[Start of section]
PR #779, opened 2025-09-18
feat: pass along `write_artifacts` to loaders

bhearsum:
Taskgraph already passes this information along to transforms, and over in https://bugzilla.mozilla.org/show_bug.cgi?id=1989038 we have a use case to have loaders know about it too: we need to write out an artifact whose contents are only known after all tasks for a specific kind have been loaded and transformed.

(Technically we could avoid passing this along, but it would mean we have no reasonable way to switch off the writing of this artifact outside of decision tasks...)

### DIFF
--- a/src/taskgraph/generator.py
+++ b/src/taskgraph/generator.py
@@ -66,6 +66,7 @@ class Kind:
             config,
             parameters,
             list(kind_dependencies_tasks.values()),
+            write_artifacts,
         )
 
         transforms = TransformSequence()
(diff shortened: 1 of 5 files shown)


src/taskgraph/generator.py
```diff
@@ -66,6 +66,7 @@ def load_tasks(self, parameters, kind_dependencies_tasks, write_artifacts):
             config,
             parameters,
             list(kind_dependencies_tasks.values()),
+            write_artifacts,
```
jcristau, line 69: I guess it's not worth trying to avoid breaking backwards compat here?

bhearsum: If there's a way to avoid the compat break without jumping through major hoops I'd love it...I couldn't find a way myself.

bhearsum: Clever! Yes, let's do that!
[End of section]
The answer must be all the lines above that hold the word "along".

▸ **Answer section**
feat: pass along `write_artifacts` to loaders
Taskgraph already passes this information along to transforms, and over in https://bugzilla.mozilla.org/show_bug.cgi?id=1989038 we have a use case to have loaders know about it too: we need to write out an artifact whose contents are only known after all tasks for a specific kind have been loaded and transformed.
(Technically we could avoid passing this along, but it would mean we have no reasonable way to switch off the writing of this artifact outside of decision tasks...)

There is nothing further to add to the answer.